High-level technical aspects:
- Languages and tools: Bots are built on web automation frameworks that allow headless browser control. They integrate payment gateway APIs for simulation.
- Scale: Large-scale operations use botnets (thousands of devices) controlled through C&C servers. It's estimated that a single carder with a bot can earn $10,000–$100,000 per month.
- Evolution in 2025 With the advancement of AI, bots are becoming "smarter" — they analyze real user traffic and replicate it (mouse movements, keystrokes). Mobile bots for app emulation are also popular.

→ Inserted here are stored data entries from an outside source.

PR #1473, opened 2026-05-29
Fix metadata identifiers containing backticks

### LINKED ISSUE #1471: [BUG] getPrimaryKeys fails when catalog, schema or table name contains backtick
**Describe the bug**
When not in thrift mode, `DatabaseMetaData#getPrimaryKeys` fails when catalog, schema, or table identifiers contain backtick

**To Reproduce**
Call `DatabaseMetaData#getPrimaryKeys` on the table which either has name with backtick, or belongs to catalog or schema with backtick in name

**Expected behavior**
Call should not fail and should return table's primary keys

**Client side logs**
```
[PARSE_SYNTAX_ERROR] org.apache.spark.sql.catalyst.parser.ParseException: 
[PARSE_SYNTAX_ERROR] Syntax error at or near 'table_with'. SQLSTATE: 42601 (line 1, pos 79)

== SQL ==
SHOW KEYS IN CATALOG `my_workspace` IN SCHEMA `default` IN TABLE `test`table_with'special"chars`
-----------------------------------------------------------------------^^^
```

**Client Environment**
 - OS: Ubuntu 25.10
 - Java version: Java 21
 - Java vendor: OpenJDK
 - Driver Version: 3.4.1

**Additional context**
Issue is presumably in `com.databricks.jdbc.dbclient.impl.sqlexec.CommandBuilder#fetchPrimaryKeysSQL` which constructs the query like this
```
return String.format(SHOW_PRIMARY_KEYS_SQL, catalogName, schemaName, tableName);
```
where `SHOW_PRIMARY_KEYS_SQL` is declared as
```
  public static final String SHOW_PRIMARY_KEYS_SQL =
      "SHOW KEYS" + IN_CATALOG_SQL + IN_ABSOLUTE_SCHEMA_SQL + IN_ABSOLUTE_TABLE_SQL;
```
which evaluates to
```
SHOW KEYS IN CATALOG `%s` IN SCHEMA `%s` IN TABLE `%s`
```

The same issue affects multiple commands constructed in `CommandBuilder`.

This issue is supposedly present in earlier versions of driver as well, however starting from 3.4.1 thrift mode seem to be off by default.

msrathore-db:
## Summary
- Escape literal backticks before interpolating catalog, schema, and table identifiers into metadata SQL commands.
- Apply the same escaping to information_schema catalog prefixes used by procedure metadata.
- Add regression coverage for primary keys, foreign keys, other metadata commands, and information_schema catalog prefixes.

## Test plan
- mvn test -pl jdbc-core -Dtest=CommandBuilderTest,CommandConstantsTest

Fixes #1471

### DIFF
--- a/NEXT_CHANGELOG.md
+++ b/NEXT_CHANGELOG.md
@@ -8,6 +8,7 @@
 
 ### Fixed
 - Fixed `setCatalog()` and `setSchema()` producing invalid SQL (e.g. `SET CATALOG ``name``) when the catalog or schema name was passed already wrapped in backticks. Backticks are now stripped before wrapping, and `getCatalog()`/`getSchema()` return the bare identifier name.
+- Fixed metadata SQL generation for catalog, schema, and table identifiers containing backticks.
 
 ---
 *Note: When making changes, please add your change under the appropriate section
--- a/src/main/java/com/databricks/jdbc/dbclient/impl/common/CommandConstants.java
+++ b/src/main/java/com/databricks/jdbc/dbclient/impl/common/CommandConstants.java
@@ -132,7 +132,11 @@ public class CommandConstants {
         .build();
   }
 
+  public static String escapeSqlIdentifier(String identifier) {
+    return identifier == null ? null : identifier.replace("`", "``");
+  }
+
   private static String getCatalogPrefix(String catalog) {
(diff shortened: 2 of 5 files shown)


msrathore-db:
Superseded by #1474, which uses a branch pushed directly to databricks/databricks-jdbc.

PR #944, opened 2025-08-16
Implement multi-row INSERT batching for PreparedStatement

josecsotomorales:
Linked issue: https://github.com/databricks/databricks-jdbc/issues/867

This PR implements multi-row INSERT batching optimization for prepared statements to improve performance when executing large batches of INSERT operations. The implementation combines multiple single-row INSERT statements into fewer multi-row INSERT statements while respecting Databricks' 256 parameter limit.

Adds a new InsertStatementParser utility for parsing INSERT statements and generating multi-row equivalents
Optimizes executeBatch() and executeLargeBatch() to use multi-row INSERT when possible
Includes parameter limit-aware chunking to handle large batches that exceed the 256 parameter maximum

Impact illustration (10k rows, 5 columns, 50 ms RTT):
• Before (single-row inserts): 10,000 statements → ~500s of RTT + server planning.
• After (batched): 196 statements (10k ÷ 51) → ~9.8s of RTT.
• That’s about a 50× reduction in latency, not even counting server CPU savings.

Signed-off-by: josecsotomorales <josecsmorales@gmail.com>, Jayant Singh <jayant.singh@databricks.com>

PR #1496, opened 2026-06-17
Fix supportsBatchUpdates() to honor EnableBatchedInserts

sreekanth-db:
## Summary

`DatabricksDatabaseMetaData.supportsBatchUpdates()` was hard-coded to return `false`. Batch-aware JDBC clients (e.g. Apache Hop) call this method *before* batching; when it returns `false` they never call `executeBatch()` and instead fall back to one `executeUpdate()` per row. As a result, the multi-row INSERT optimization gated by `EnableBatchedInserts` (added in #944) never runs — even when the customer explicitly sets `EnableBatchedInserts=1`.

This PR makes `supportsBatchUpdates()` return `true` when `EnableBatchedInserts=1`, so batch-aware clients take the optimized `executeBatch()` path.

Fixes ES-1963495.

## Why gate on `EnableBatchedInserts` rather than return `true` unconditionally

- **Zero change for existing users.** With the flag off (the default), the method still returns `false`, so default behavior is untouched. This preserves the deliberate "safe rollout" posture chosen in #944.
- **Advertises support exactly when batching actually engages.** With the flag on, `executeBatch()` routes INSERTs through the optimized multi-row path; the metadata answer now matches real behavior.
- **Consistent with existing code.** `supportsTransactions()` in the same class is already derived from a connection parameter (`IgnoreTransactions`), so a context-driven capability method is an established pattern here.

## Spec / conformance notes

- The JDBC spec states batch support is optional, but *if* a driver supports it, `supportsBatchUpdates()` must return `true`. The driver does implement a working `executeBatch()` (it handles all DML types; only INSERTs are optimized, others fall back to per-row), so `true` is the conformant value.
- The spec imposes no per-statement-type requirement and does not require atomicity — non-atomic, app-managed (auto-commit) batches are the expected model. INSERT-only optimization does not preclude returning `true`.
- This matches MySQL Connector/J and PostgreSQL pgjdbc, which both return `true` while gating their multi-row INSERT rewrite behind a separate flag (`rewriteBatchedStatements` / `reWriteBatchedInserts`, both default-off).

## Changes

- `DatabricksDatabaseMetaData.supportsBatchUpdates()` returns `isBatchedInsertsEnabled()` instead of `false`.
- Added test `supportsBatchUpdates_returnsTrueWhenBatchedInsertsEnabled`; renamed the existing case to `supportsBatchUpdates_returnsFalseByDefault`.
- `NEXT_CHANGELOG.md` entry under `### Fixed`.

## Testing

`mvn test -pl jdbc-core -Dtest=DatabricksDatabaseMetaDataTest` → 249 run, 0 failures, 0 skipped (both new/updated cases included).

### DIFF
--- a/src/main/java/com/databricks/jdbc/api/impl/DatabricksDatabaseMetaData.java
+++ b/src/main/java/com/databricks/jdbc/api/impl/DatabricksDatabaseMetaData.java
@@ -1278,7 +1278,9 @@ public class DatabricksDatabaseMetaData implements DatabaseMetaData {
   public boolean supportsBatchUpdates() throws SQLException {
     LOGGER.debug("public boolean supportsBatchUpdates()");
     throwExceptionIfConnectionIsClosed();
-    return false;
+    // Advertise batch support only when the multi-row INSERT optimization is enabled, so
+    // batch-aware clients use executeBatch() instead of one executeUpdate() per row.
+    return session.getConnectionContext().isBatchedInsertsEnabled();
   }
 
   @Override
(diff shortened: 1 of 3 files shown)


src/main/java/com/databricks/jdbc/api/impl/DatabricksDatabaseMetaData.java
```diff
@@ -1278,7 +1278,9 @@ public boolean insertsAreDetected(int type) throws SQLException {
   public boolean supportsBatchUpdates() throws SQLException {
     LOGGER.debug("public boolean supportsBatchUpdates()");
     throwExceptionIfConnectionIsClosed();
-    return false;
+    // Advertise batch support only when the multi-row INSERT optimization is enabled, so
+    // batch-aware clients use executeBatch() instead of one executeUpdate() per row.
+    return session.getConnectionContext().isBatchedInsertsEnabled();
   }
```
gopalldb, line 1284: once we add batch insert support, we will need to set this to true. cc: @msrathore-db

gopalldb (approved):

Issue #1505, opened 2026-06-23
[BUG]map<int,array<bigint>> column not selected properly in 3.3.1 with EnableArrow=1


Ansssss:
**Describe the bug**
Selecting a column of type MAP<int, array<bigint>> with EnableArrow=1 in the connection string causes the values of the column to be malformed. When EnableArrow=0, the bug does not manifest.

**To Reproduce**
Using a client like DataGrip, with the connection string having ";EnableArrow=1" in it, run this query:
`SELECT MAP(0, ARRAY(34277,0))`

**Expected behavior**
Expected result `{0:[34277,0]}`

Aspect | Description | Benefits for carders | Risks and countermeasures |
---|---|---|---|
Speed | Testing 1000+ cards/hour | Effortless scale | Banks block based on request frequency; solution: rate limiting detection |
Anonymity | Proxy + fingerprint spoofing | Banov bypass | Device fingerprinting (Canvas, WebGL); solution: AI-based fraud detection |
Price | Bots cost $50–500 on forums | Availability | Legislation (e.g., CFAA in the US); solution: police reports |
Efficiency | Brute-force + logging | High yield (10–30% valid) | Chargebacks; solution: merchant monitoring |
Consequences and ethical aspects
- For victims: Financial losses (average losses of $200–$500 per card), loss of trust in online payments, and the need to replace cards. In 2025, psychological stress from suspicious activity notifications will increase.
- For businesses: Chargeback losses amount to 1.5% of revenue. Websites lose reputation, and insurance premiums rise. According to the Nilson Report, global losses from carding will exceed $40 billion by 2025.
- Social consequences: Carding finances other crimes (drugs, hacking). In developing countries (Russia, Nigeria), it's a "job" for young people, but it leads to arrests (for example, FBI operations like "Cardplanet" in 2024).
- Legal: In most countries (including Russia and the US), carding is a felony, with sentences of 5–20 years. Interpol coordinates arrests.
How to Protect Yourself: Educational Recommendations
Understanding the mechanism helps with prevention. For individuals:- Use virtual cards (one-time) from banks like Apple Pay.
- Enable 2FA and transaction notifications.
- Monitor your credit history (services like Credit Karma).
- Avoid suspicious websites; check HTTPS and reviews.
For business:
- Implement tokenization (replacing card data with tokens).
- Use AI fraud detection (from companies like Riskified).
- Monitor patterns: a high number of declines is a sign of a bot.
- Cooperate with PCI DSS for compliance.
In conclusion, automation with bots makes carding effective, but also vulnerable to countermeasures. Education is key to risk mitigation: knowledge helps developers and users build more secure systems. If you have specific security questions, please ask!